Lviv clinical bulletin 2022, 3(39)-4(40): 21-25

Prostaglandin E2 in the Blood Serum of Patients with Gastroduodenal Erosive-Ulcerative Lesions with and without Comorbid Hypertension

Ye. Sklyarov1, A. Chetaykina1, M. Mbarki2, O. Kapustinsky1

1Danylo Halytsky Lviv National Medical University

2République Tunisienne Ministère de la Santé

Introduction. The combination of erosive-ulcerative lesions (EUI) of the gastroduodenal zone with hypertension (HT) is a common phenomenon and is a modern medicine’s pressing issue. Taking nonsteroidal anti-inflammatory drugs (NSAIDs), including by patients with HT, is accompanied by prostaglandin synthesis suppression due to cyclooxygenase inhibition and results in an arterial pressure increase. Moreover, it should be mentioned that patients with HT have a higher risk of gastroduodenal lesions.

The aim of the study. To explore the prostaglandin E2 content in the blood serum of patients with gastroduodenal erosive-ulcerative lesions without and with comorbid hypertension.

Materials and methods. The research involved 20 patients with gastroduodenal EUI without comorbid HT and 30 patients with gastroduodenal EUI suffering comorbid HT. All patients went through general clinical examinations, esophagogastroduodenofibroscopy (EGDFS), and stool tests to verify H.pylori infection, with prostaglandin E2 (PGE2) content in blood serum being determined.

Results. EGDFS showed that among patients with gastroduodenal EUI without comorbid HT, 25.00 % were diagnosed with gastric EUI; half of the cases (50.00 %) revealed duodenum lesions, and another 25.00 % – combined stomach and duodenum lesions. At the same time, patients with EUI combined with comorbid HT manifested more frequent (p ˂ 0.05) gastric localization of mucosal EUI (50.00 %); 16.67 % of patients had the duodenum lesions, while combined stomach and duodenum defects were observed in 33.33 %.

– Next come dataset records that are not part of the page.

PR #1806, opened 2016-01-14
Feature allow custom browser names

budde377:
Custom browser-names can now be defined as described in the docs. Furthermore, as a side-effect, browser-names can also be defined when testing manually. This is done by adding the argument `displayName=<displayName>` to the query-string.


Dignifiedquire:
Thanks, you're on a roll :)

Dignifiedquire:
Could you add a e2e test for this please, so we are sure this works as intended?

budde377:
Yes! Will do this evening.

budde377:
Done

Dignifiedquire:
Thanks for all the great work :octocat:

PR #1807, opened 2016-01-14
fix: Switch all requires from fs to graceful-fs

### LINKED ISSUE #544: Make sure to not hit open file descriptor limit
The default limit on Moutain Lion is 256 and sometimes people get `EMFILE` error.

Let's make sure we are efficient.
Preprocessors should use in-memory cache.
Web server might do in-memory caching as well, considering number of captured browsers (eg. if there is only one browser, in-memory caching does not make any sense).

testower:
Took the liberty to provide a fix here. I'm still hitting EMFILE in certain situations. Could it be due to launchers? I can definitely run my tests with a much lower ulimit -n now though.

Partially fixes #544

### DIFF
--- a/lib/cli.js
+++ b/lib/cli.js
@@ -1,6 +1,6 @@
 var path = require('path')
 var optimist = require('optimist')
-var fs = require('fs')
+var fs = require('graceful-fs')
 
 var Server = require('./server')
 var helper = require('./helper')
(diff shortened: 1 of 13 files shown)


testower:
I signed it!

Dignifiedquire:
Thanks a lot :octocat:

PR #1815, opened 2016-01-21
feat(launcher): Enable specification of retry-limit

### LINKED ISSUE #1126: Allow configuration for retryLimit
It would be really helpful to allow a config param in `karma.conf.js` for retryLimit for browser crashes.

It would avoid us to wrap the `grunt` or `karma` call in a command like:
```bash
$ for i in `seq 1 3`; do grunt karma:ci; test $? -ne 3 && break; done
```
command.

I don't see any available configuration in http://karma-runner.github.io/0.12/config/configuration-file.html, but I do see it in the code a possibility to pass it: https://github.com/karma-runner/karma/blob/9e0e3854853dc04dd273dd0c17878d76de24fb70/lib/launchers/retry.js#L3

Could we make this setting available in config file?
Thanks!

budde377:
Allow specification of retry limit in configuration file with the `retryLimit` property. 
I also reordered the entries in the documentation in alphabetical order.

Closes #1126

### DIFF
--- a/lib/config.js
+++ b/lib/config.js
@@ -265,6 +265,7 @@ var Config = function () {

H. pylori infection was confirmed in 13 patients (65.00 %) with EUI without comorbid HT and in 22 examined individuals (73.33 %) with the gastroduodenal zone EUI and comorbid HT.

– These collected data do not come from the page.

PR #1818, opened 2016-01-22
Try fixing IE

dignifiedquire:


test/client/stringify.spec.js
```diff
@@ -28,59 +27,62 @@ describe('stringify', function () {
...
     div.innerHTML = 'some <span>text</span>'
-    expect(stringify(div)).to.be.eql('<div>some <span>text</span></div>')
+    assert.deepEqual(stringify(div), '<div>some <span>text</span></div>')
   })
 
   it('should serialize DOMParser objects', function () {
-    var parser = new DOMParser()
-    var doc = parser.parseFromString('<test></test>', 'application/xml')
-    expect(stringify(doc)).to.be.eql('<test></test>')
+    if (DOMParser) {
```
mgol: This will throw if `DOMParser` is not defined so this check doesn't work. You need to check for `typeof` being `!== 'undefined'`.

test/client/stringify.spec.js
```diff
@@ -28,59 +27,62 @@ describe('stringify', function () {
...
+      var parser = new DOMParser()
+      var doc = parser.parseFromString('<test></test>', 'application/xml')
+      assert.deepEqual(stringify(doc), '<test></test>')
+    }
   })
 
   it('should serialize across iframes', function () {
     var div = document.createElement('div')
-    expect(__karma__.stringify(div)).to.be.eql('<div></div>')
+    assert.deepEqual(__karma__.stringify(div).trim(), '<div></div>')
```
mgol: Apply `toLowerCase()` to that; old IEs convert tag names to upper case, causing a failure here.

mgol: You need such a change in one of upper tests as well (the `should serialize html` one)

Dignifiedquire:
Thanks @mgol! any ideas on why IE 6 completely refuses to connect?

mgol:
It seems mocha is broken in IE<9? Could you try to update it? Also, it seems they [still support IE8](https://github.com/mochajs/mocha/issues/2078#issuecomment-175697735) but I'm not sure if they care about IE 6 & 7... What can we do if that's the case?

dignifiedquire:
@mgol hmm, I will update and we will have to see, I'm already including polyfills for older browsers so that might be enough to get things working with mocha. But I expect to see a big drop in library support for IE 6 - 9 now that Microsoft officially dropped them all from their support list.

mgol:
> But I expect to see a big drop in library support for IE 6 - 9 now that Microsoft officially dropped them all from their support list.

Probable but considering that Angular 1 & 2 & Ember still support IE 9, at least IE 9+ will be necessary to support by Karma for some time. Unfortunately, test runners need to be a little more conservative in dropping older browsers than libraries/frameworks that are using them. :)

dignifiedquire:
> Unfortunately, test runners need to be a little more conservative in dropping older browsers than libraries/frameworks that are using them. :)

Yeah I know, that's why I'm trying to fix this. Just saying that libraries like mocha might not bother to do so.

PixnBits:
FWIW Vista is IE9 and isn't EoL until 2017
Some embedded Windows still lives and are IE8 :'(
https://support.microsoft.com/en-us/lifecycle#gp/Microsoft-Internet-Explorer

mgol:
This is a little OT but I've made a table compiled from https://support.microsoft.com/en-us/lifecycle#gp/Microsoft-Internet-Explorer & https://support.microsoft.com/en-us/gp/lifeselectindex:

Desktop:
* IE 9: 2017-04-11 (Windows Vista)
* IE 11:
    * 2023-01-10 (Windows 8.1)
    * ????-??-?? (Windows 10)

Others:
* IE 7: 2016-04-12 (Windows Embedded for Point of Service (WEPOS))
* IE 8:
    * 2017-01-10* (Windows Thin PC (Embedded))
    * 2019-01-08 (Windows Embedded Standard 2009)
    * 2019-04-09 (Windows Embedded POSReady 2009)
* IE 9: 2020-01-14 (Windows Server 2008)
* IE 10:
    * 2023-01-10 (Windows Server 2012)
    * 2023-07-11 (Windows Embedded 8 Standard)
* IE 11:
    * 2020-01-14 (Windows Server 2008 R2)
    * 2020-10-13 (Windows Embedded Standard 7)
    * 2021-10-12 (Windows Embedded POSReady 7)
    * 2021-10-12* (Windows Thin PC (Embedded))
    * 2023-01-10 (Windows Server 2012 R2)
    * 2023-01-10 (Windows Embedded 8 + Windows 8.1 Industry Update)
    * ????-??-?? (Windows Server 2016)

dignifiedquire:
thanks @mgol so the only one that is fully unsupported right now is IE 6 as far as I understand. 

If I can get these tests to pass we should be back with support for 7 and above would that be enough for your use cases?

mgol:
@dignifiedquire [Sizzle](https://github.com/jquery/sizzle/) (jQuery selector engine) still supports IE 6 but we'll be dropping at least this version soon so if we made it work in IE 7+ we'd be happy. :)

dignifiedquire:
@mgol I have things passing in IE7 on my local VM saucelabs is still a bit whiny but we'll get there, mind taking this for a spin?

The endogenous PGE2 was significantly higher in patients who had only gastric mucosa and duodenum EUI without comorbid HT and amounted to 2135.79 ± 80.94 pg/ml (p ˂ 0.05), while patients with EUI and comorbid HT were tested a significantly lower PGE2 level in blood serum – 1513.55 ± 92.48 pg/ml.

At the same time, the significantly lower PGE2 level in patients with EUI and comorbid HT compared to the similar indicator in patients without it explains the differences in the EUI distribution in both groups of patients revealed during endoscopic examination. Since a significantly weakened PGE2 synthesis leads to lower bicarbonate and mucus secretion and more intensive acid production, the balance between the aggression and protection factors is upset, which contributes to the EUI emergence mainly in the stomach’s antral part.

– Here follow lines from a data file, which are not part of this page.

PR #1, opened 2021-01-29
Cython bindings for libbson

prashantmital:
PR that adds rudimentary bindings for libbson and also an example of how to use them from a C++ cython project.

In order to setup the project you will need to download libbson builds from https://evergreen.mongodb.com/waterfall/mongo-c-driver-r1.17:

- Start by identifying a `debug-compile` task build for the platform you are looking to use. E.g. for macOS you can use [this build](https://evergreen.mongodb.com/task/mongo_c_driver_r1.17_darwin_debug_compile_sasl_darwinssl_d53b3dc78a3dc56bcafbe5b768b3dfe62985d67a_20_12_02_13_35_28)
- Download the attached `tar.gz` file and unzip it. 
- Note the abspath to the unzipped tree - e.g `/path/to/cdriver`

A simpler way to do this on macOS is to use homebrew:

```
$ brew install mongo-c-driver
```

To run the included test:

- Navigate to the `mongo-arrow/bindings/python`
- Run `CFLAGS=-I/path/to/cdriver/install-dir/include/libbson-1.0 python setup.py build_ext --inplace --force` 
- If you used Homebrew to install libbson use the following command: `CFLAGS=-I/usr/local/include/libbson-1.0 python setup.py build_ext --inplace --force` 
- Run `LDFLAGS=-L/path/to/cdriver/install-dir/lib python -m unittest discover test`
- If you used Homebrew to install libbson use the following command: `python -m unittest discover test`


prashantmital:
Note that unlike cffi and ctypes, Cython does not allow setting the path at which to find the shared library object to be imported at runtime. Consequently, I have included the `extra_link_args` hack in this PR. In order to actually distribute the wheels, we will need to incorporate the [delocate utility](https://github.com/matthew-brett/delocate) on macOS and [auditwheels](https://github.com/pypa/auditwheel) repair functionality into the build process to 'fix' the path from which to load libbson at runtime.

bindings/python/setup.py
```diff
@@ -0,0 +1,35 @@
+from setuptools import find_packages, setup, Extension
```
ShaneHarvey, line 1: Please add our standard LICENSE file and add the license header to all files.

bindings/python/setup.py
```diff
@@ -0,0 +1,35 @@
...
+from Cython.Build import cythonize
+
+import os
+
+
+LIBBSON_PATH = os.path.join(
+    os.path.dirname(os.path.abspath(__file__)), 'pymongoarrow/libbson/lib')
```
ShaneHarvey, line 8: Does this have to be an absolute path? If we make this a relative path (and include the libbson file in the wheel) will cython work correctly?

bindings/python/setup.py
```diff
@@ -0,0 +1,35 @@
...
+              libraries=['bson-1.0'],
+              library_dirs=[LIBBSON_PATH],
+              extra_link_args=['-Wl,-rpath,' + LIBBSON_PATH])
+]
+
+# ext_modules = cythonize("pymongoarrow/*.pyx")
+# for module in ext_modules:
+#     module.include_dirs.append('pymongoarrow/libbson/include')
+#     module.libraries.append('bson-1.0')
+#     module.library_dirs.append('pymongoarrow/libbson/lib')
```
ShaneHarvey, line 25: Is this needed?

bindings/python/setup.py
```diff
@@ -0,0 +1,35 @@
...
+
+
+# import ipdb; ipdb.set_trace()
```
ShaneHarvey, line 28: Please remove.

bindings/python/pymongoarrow/bson_util.pyx
```diff
@@ -0,0 +1,33 @@
...
+
+    cdef cbool reached_eof = False
+    cdef const bson_t *doc = bson_reader_read(stream_reader, &reached_eof)
+    cdef bson_iter_t doc_iter
+
+    documents = []
+
+    while doc != NULL:
+        if not bson_iter_init(&doc_iter, doc):
+            raise RuntimeError
```
ShaneHarvey, line 20: Please add a helpful error message to this RuntimeError.

bindings/python/pymongoarrow/bson_util.pyx
```diff
@@ -0,0 +1,33 @@
+# distutils: language=c++
+# cython: language_level=3
+
+from libcpp cimport bool as cbool
+
+from pymongoarrow.libbson cimport *
+
+
+cdef list _docs_from_bson_stream(const uint8_t *docstream, size_t length):
+    cdef bson_reader_t *stream_reader = bson_reader_new_from_data(docstream, length)
```
ShaneHarvey, line 10: Does this need a NULL check?

ShaneHarvey (commented):
Neat!

bindings/python/setup.py
prashantmital: It seems this will not be sufficient. The correct way to distribute shared library objects is using delocate or audit-wheel as I have mentioned in my comment.

bindings/python/setup.py
```diff
@@ -0,0 +1,35 @@
...
+
+
+EXT_MODULES = [
+    Extension('pymongoarrow.bson_util',
+              sources=['pymongoarrow/bson_util.pyx'],
+              language='c++',
+              include_dirs=['pymongoarrow/libbson/include'],
+              libraries=['bson-1.0'],
+              library_dirs=[LIBBSON_PATH],
+              extra_link_args=['-Wl,-rpath,' + LIBBSON_PATH])
```
ShaneHarvey, line 18: Are library_dirs and extra_link_args needed at all here? The docs suggest that only `libraries` is required for cython to find the library: https://cython.readthedocs.io/en/stable/src/tutorial/clibraries.html#dynamic-linking

> Copy libbson-1.0.0.<extension> to mongo-arrow/bindings/python/pymongoarrow/libbson/lib

I think if we remove library_dirs and extra_link_args then we can remove this requirement to copy libbson into the mongo-arrow dir.

Again from the cython dynamic-linking docs:

> If the libcalg is not installed in a ‘normal’ location, users can provide the required parameters externally by passing appropriate C compiler flags, such as:
  ```
  CFLAGS="-I/usr/local/otherdir/calg/include"  \
LDFLAGS="-L/usr/local/otherdir/calg/lib"     \
    python setup.py build_ext -i
  ```
  
So if you prefer not to install libbson on your system you could do:
  ```
  CFLAGS="-I/usr/local/otherdir/libbson/include"  \
LDFLAGS="-L/usr/local/otherdir/libbson/lib"     \
    python setup.py build_ext -i
  ```

prashantmital: Thanks for this suggestion. This is how things are setup now. I have updated the PR description to reflect this change.

bindings/python/pymongoarrow/bson_util.pyx
prashantmital: `bson_util` has been removed since it wasn't intended to be a part of the final package and only served as an example.

bindings/python/pymongoarrow/bson_util.pyx
prashantmital: bson_util has been removed.

bindings/python/setup.py
prashantmital: Done.

bindings/python/setup.py
prashantmital: Cleaned up setup.py

bindings/python/setup.py
prashantmital: LICENSE has been added at the root of the project. Should I add another under the Python bindings? 

Added standard license header to all files.

bindings/python/.gitignore
```diff
@@ -31,8 +31,5 @@ MANIFEST
 *.c
 *.cpp
 
-# PyCharm
-*.idea/
-
```
ShaneHarvey, line 36: It would be good to keep this.

bindings/python/pymongoarrow/__init__.py
```diff
@@ -0,0 +1,31 @@
...
+    from distutils.version import LooseVersion as _LooseVersion
+
+    def _parse_version(version):
+        return _LooseVersion(version)
+
+
+if _parse_version(libbson_version) < _parse_version(_MIN_LIBBSON_VERSION):
+    raise RuntimeError(
+        "Expected libbson version {} or greater, found {}}".format(
+            _MIN_LIBBSON_VERSION, libbson_version))
```
ShaneHarvey, line 31: I think using the library at import time like this can cause some problems down the line. Imagine when we want to integrate this library with pymongo. Then pymongo will look like this:

```
try:
    import pymongoarrow
except ImportError:
    pass  # not installed 
```

With the current design we need to catch RuntimeError as well which is a bit odd:
```
try:
    import pymongoarrow
except (ImportError, RuntimeError):
    pass  # not installed 
```

I suggest we defer calling into the library until it's first used. For example:
```
__version__ = bson_get_version().decode('utf-8')
```
Would become:
```
def libbson_version():
    return bson_get_version().decode('utf-8')
```

Feel free to open a follow up ticket if you like to merge this as is and discuss this issue further in Jira.

Edit: a simple alternative option might be to change this line to raise an ImportError instead of a RuntimeError.

ShaneHarvey (changes requested):

bindings/python/setup.py
ShaneHarvey: Nice!

bindings/python/pymongoarrow/bson_util.pyx
ShaneHarvey: Ack.

bindings/python/setup.py
ShaneHarvey: Yes the LICENSE needs to be picked up and distributed with the distribution, eg:https://github.com/mongodb/mongo-python-driver/blob/master/MANIFEST.in#L2

bindings/python/pymongoarrow/__init__.py
prashantmital: Good point except there is no one point of entry for loading libbson in this case so even if the version check is done lazily, it would have to be explicitly added to every possible method in the libbson bindings that could be directly called by external code.

I have changed it to raise an ImportError instead.

bindings/python/.gitignore
prashantmital: Reverted.

bindings/python/setup.py
prashantmital: Done.

ShaneHarvey (approved):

The research has exposed no significant difference in PGE2 content in patients with duodenum mucosa EUI and those with a combination of gastric and duodenum mucosa lesions (p ˃ 0.05). Besides, the PGE2 content was tested significantly lower in patients with EUI gastric localization, than in those with combined ulcers (р ˂ 0.05). The presence or absence of H. pylori infection also did not affect the endogenous PGE2 level (p ˃ 0.05).

Conclusions. The prostaglandin E2 content in the blood serum of patients with gastroduodenal erosive-ulcerative lesions with comorbid hypertension was notably lower than in patients with erosive-ulcerative lesions of the gastroduodenal zone without comorbid hypertension. Moreover, a significant prostaglandin E2 decrease in the blood serum of patients with gastroduodenal erosive-ulcerative lesions with comorbid hypertension upsets the balance between aggression and protection factors, which contributes to the emergence of erosive-ulcerative defects, mostly in the stomach.